Rotterdam: 120g, excessive root vegetables, 26 Euro.
Hamburg: 140g, over-salted, 22 Euro.
Lyon: 155g, lukewarm, 19 Euro.

I lift the spoon. The surface of the stew has developed a thin, translucent skin. It resists the silver edge for a fraction of a second before breaking. I press the pad of my thumb against the edge of the table. The wood is cold, polished with a wax that smells faintly of synthetic citrus.

The weight of the spoon is wrong. It is balanced for aesthetics, not for the efficient transport of liquid. Too much handle, too little bowl. I look at the window. The glass reflects the bistro’s interior—brass rails, Edison bulbs, a waiter adjusting a stack of linen napkins. Beyond the reflection, there is a street. Cobblestones. People are moving between the pools of yellow light cast by the shops.
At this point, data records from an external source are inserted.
PR #188, opened 2022-01-12
Keep symlinks inside copied directory

### LINKED ISSUE #186: Creating new problem doesn't copy generators/generator symlink
When I create a new problem, `generators/generator` is a hardcopy of `input_validators/input_validator` but should be a symlink to it, like it is a symlink in the /skel/problem/ directory.

mzuenni:
Should fix #186

### DIFF
--- a/bin/util.py
+++ b/bin/util.py
@@ -586,7 +586,7 @@ def copytree_and_substitute(src, dst, variables, exist_ok=True, *, preserve_syml
                 dstFile = dst / name
 
                 copytree_and_substitute(
-                    srcFile, dstFile, variables, exist_ok, preserve_symlinks=preserve_symlinks
+                    srcFile, dstFile, variables, exist_ok, preserve_symlinks=preserve_symlinks, base=base
                 )
             except OSError as why:
                 errors.append((srcFile, dstFile, str(why)))
--- a/bin/util.py
+++ b/bin/util.py
@@ -568,8 +568,13 @@ def substitute_dir_variables(dirname, variables):
 
 # copies a directory recursively and substitutes {%key%} by their value in text files
 # reference: https://docs.python.org/3/library/shutil.html#copytree-example
-def copytree_and_substitute(src, dst, variables, exist_ok=True, *, preserve_symlinks=True):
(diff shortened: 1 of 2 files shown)


bin/util.py
```diff
@@ -568,9 +568,14 @@ def substitute_dir_variables(dirname, variables):
 
 # copies a directory recursively and substitutes {%key%} by their value in text files
 # reference: https://docs.python.org/3/library/shutil.html#copytree-example
-def copytree_and_substitute(src, dst, variables, exist_ok=True, *, preserve_symlinks=True):
+def copytree_and_substitute(src, dst, variables, exist_ok=True, *, preserve_symlinks=True, base=None):
```
RagnarGrootKoerkamp, line 571: You don't modify any call site, so can you not just remove `base` and replace it by `src` everywhere?

bin/util.py
```diff
@@ -568,9 +568,14 @@ def substitute_dir_variables(dirname, variables):
...
+    if base is None:
+        base = src
+
     if preserve_symlinks and os.path.islink(src):
         shutil.copy(src, dst, follow_symlinks=False)
+    elif os.path.islink(src) and src.resolve().is_relative_to(base):
```
RagnarGrootKoerkamp, line 577: currently this is always true.
I don't actually understand why it was broken before anyway: if `preserve_symlinks` is true, then the if-statement above should catch it.

Or is it that for the case in the linked issue, preserve_symlinks should be ignored and symlinks should always be copied as symlinks, even when `preserve_symlinks` is `false`?

bin/util.py
mzuenni: fixed that. In the recursive call `base` should be the top level `src`

bin/util.py
mzuenni: Yes, it's for the related issue. Symlinks from one file in `skel/problem` to another file in `skel/problem` should always remain symlinks when creating a new problem?

RagnarGrootKoerkamp (approved):

bin/util.py
RagnarGrootKoerkamp: yes completely agree

RagnarGrootKoerkamp (approved):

I do not look at them. I look at the beef.

I use the tines of the fork to separate a cube of meat from the gravy. It is approximately 2.5 centimetres on each side. I press it. It is firm. I consult my notes. In Barcelona, the cubes were irregular, leading to uneven cooking times. Here, the uniformity suggests a mechanical slicer. This is an improvement in process, though the cost-per-unit is 12% higher than the seasonal average for this district.

The citrus wax smell is sharp. I press my thumb harder against the table edge. The pressure creates a pale indentation in the skin.
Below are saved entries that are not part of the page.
Issue #152, opened 2021-10-30
stats sample count counts `.interaction` twice


RagnarGrootKoerkamp:

mzuenni:
This can be closed now?

PR #189, opened 2022-01-12
Fix counting .interaction and .in as separate test cases

mzuenni:
see issue #152


mzuenni:
Why does the stat command even consider any files besides `*.in`? Is it possible to have a test case without a corresponding `.in` file?

RagnarGrootKoerkamp:
Well...., it's complicated. I was messing around a lot with this last year. In particular, for interactive problems the samples sometimes have _only_ a `.interaction` file.

Anyway, LGTM. Will merge after #185.

RagnarGrootKoerkamp (approved):

PR #190, opened 2022-01-14
Added some new arguments to the generate command

mzuenni:


bin/generate.py
```diff
@@ -668,8 +667,7 @@ def up_to_date():
                         return
 
         # Generate visualization
-        # TODO: Disable this with a flag.
-        if t.config.visualizer:
+        if t.config.visualizer and not config.args.skip_visualizer:
```
RagnarGrootKoerkamp, line 670: I prefer this as
```suggestion
        if not config.args.skip_visualizer and t.config.visualizer:
```

bin/generate.py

A couple at the next table is laughing. The sound is a series of high, percussive bursts. I check the time on my watch. 19:42. I have been here for fourteen minutes. The stew has dropped approximately eight degrees since it was placed on the marble runner.

I take a bite. The texture is fibrous. I count the chews. Eighteen. Nineteen.

I pull a small, black ledger from my coat. I record the temperature of the room. It is too high for the price of the wine list, yet the draft from the door remains constant. I feel the air hit my ankles every time the heavy oak door swings open.

I picture the columns—red ink, black ink, the narrow margins where the profit disappears into “ambience” and “service fees.”

I move a piece of carrot to the side of the bowl. It is cut into a perfect hexagon. Waste. To achieve a hexagon from a cylindrical root requires the removal of six curved segments. I calculate the percentage of discarded biomass. 30%. They are charging me for the carrot they threw in the bin.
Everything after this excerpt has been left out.